Issue #778, opened 2026-06-17
Rework premature reconcile check to allow group/status propagation


philbrookes:
Part of #776 — DNS Failover via Groups — Tech Preview

Rework or remove the premature reconcile check so that spec and status changes (group assignment, delegation role) trigger immediate reconciliation rather than waiting for the next full reconcile window (#664).

Issue #776, opened 2026-06-17
DNS Failover via Groups — Tech Preview


philbrookes:
## User Experience

Today in developer preview, the user can failover between clusters by running CLI commands to update the active groups TXT record. However, group transitions can stall silently due to a premature reconcile bug, registry entries may be inaccurate after transitions, there is no way to preview the impact of removing a group before executing it, and no metrics exist to confirm failover completed — leaving the user reliant on polling DNSRecord statuses and inspecting DNS directly.

In tech preview, these gaps are resolved: group status changes propagate immediately, registry entries stay accurate throughout transitions, and the CLI previews affected endpoints before a group removal is confirmed. Prometheus metrics expose group state and cleanup operations, giving the user clear observability into failover progress. The result is that when a cluster goes down, the user runs a single CLI command to activate the standby group, watches metrics and record statuses converge, and has confidence the failover completed cleanly.

### 1. Reliable group transitions with E2E validation

As a cluster operator, I want group status changes to propagate immediately, registry entries to stay accurate across active/inactive transitions, and the CLI to preview impact before removing a group, so that failover is reliable, predictable, and safe — validated by E2E tests against real DNS providers.

Acceptance Criteria: Premature reconcile check no longer blocks group/status updates (#664). Inactive controllers always write accurate groupID to provider registry (#637). `remove-active-group` CLI shows affected endpoints before execution (#663, #620). E2E tests cover group assignment, transitions, and cleanup against real providers (#665).

Tasks:
- [ ] #777 — Fix delegation bug hidden by premature reconcile check (5 points)
- [ ] #778 — Rework premature reconcile check to allow group/status propagation (3 points)
- [ ] #779 — Always write groupID to provider registry for inactive controllers (3 points)
- [ ] #780 — Integration tests for groupID registry write behaviour (2 points)
- [ ] #781 — Parse zone TXT registry records into group-aware data structure (3 points)
- [ ] #782 — CLI dry-run mode for remove-active-group (3 points)

### 2. Group-aware observability

As an SRE, I want Prometheus metrics exposing each record's group assignment, active/inactive state, and inactive group cleanup operations, so that I can observe failover progress and build alerts.

Acceptance Criteria: Metric for current group assignment per DNSRecord. Metric for active/inactive state per DNSRecord. Metric for inactive group cleanup operations. Metrics documented with example Grafana queries or recording rules.

Tasks:
[...]

PR #803, opened 2026-07-27
fix: prevent deletion status flip when awaiting remote controller

### LINKED ISSUE #777: Fix delegation bug hidden by premature reconcile check

Investigate and fix the delegation bug exposed by removing the premature reconcile check (#664). The `recordReceivedPrematurely` function blocks status/group changes from propagating, but removing it causes delegation tests to fail — that underlying bug needs to be identified and fixed first.

philbrookes:
## Summary
- `ProviderEndpointsDeletion()` now recognizes `ProviderEndpointsRemoved` as a state that has already progressed past the deletion stage, preventing a status flip loop during delegating record deletion
- This fixes the underlying delegation bug that `recordReceivedPrematurely` was masking, unblocking #778 (rework premature reconcile check)

## Problem
When deleting a delegating record with pending remote record statuses, the deletion flow would flip between `ProviderEndpointsDeletion` and `ProviderEndpointsRemoved` indefinitely:

1. Local controller sets `ProviderEndpointsRemoved` after cleanup
2. `ProviderEndpointsRemoved()` returns false (remote controller hasn't confirmed yet)
3. `ProviderEndpointsDeletion()` sees reason `ProviderEndpointsRemoved` which is not `ProviderEndpointsDeletion` → returns false
4. Deletion flow overwrites status back to `ProviderEndpointsDeletion`
5. Cycle repeats

The `recordReceivedPrematurely` check masked this by throttling reconciliation, giving remote controllers time to catch up.

## Tested locally by:
- [x] `make test-unit` — all passing
- [x] `make test-integration` — all 44 specs passing (including all delegation tests)
- [x] Verified delegation tests also pass with premature check temporarily removed, confirming this fix eliminates the masked bug

Closes #777
Part of #776

### DIFF
--- a/api/v1alpha1/dnsrecord_types.go
+++ b/api/v1alpha1/dnsrecord_types.go
@@ -246,9 +246,12 @@ func (s *DNSRecordStatus) ProviderEndpointsRemoved() bool {
 }
 
 // ProviderEndpointsDeletion return true if the ready status condition has the reason set to "ProviderEndpointsDeletion"
+// or "ProviderEndpointsRemoved" (which is a progression past the deletion stage).
 func (s *DNSRecordStatus) ProviderEndpointsDeletion() bool {
 	readyCond := meta.FindStatusCondition(s.Conditions, string(ConditionTypeReady))
-	if readyCond == nil || readyCond.Reason == string(ConditionReasonProviderEndpointsDeletion) {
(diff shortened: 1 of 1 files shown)


maksymvavilov (approved):
Looks good and seems to be working 🤔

────

In the listing above, find the line with "4. Deletion flow" and the line with "--- a/api/v1alpha1/dnsrecord_types.go"; output exactly those lines and all lines between them.

▶ **PROBLEM SOLUTION**:
4. Deletion flow overwrites status back to `ProviderEndpointsDeletion`
5. Cycle repeats

The `recordReceivedPrematurely` check masked this by throttling reconciliation, giving remote controllers time to catch up.

## Tested locally by:
- [x] `make test-unit` — all passing
- [x] `make test-integration` — all 44 specs passing (including all delegation tests)
- [x] Verified delegation tests also pass with premature check temporarily removed, confirming this fix eliminates the masked bug

Closes #777
Part of #776

### DIFF
--- a/api/v1alpha1/dnsrecord_types.go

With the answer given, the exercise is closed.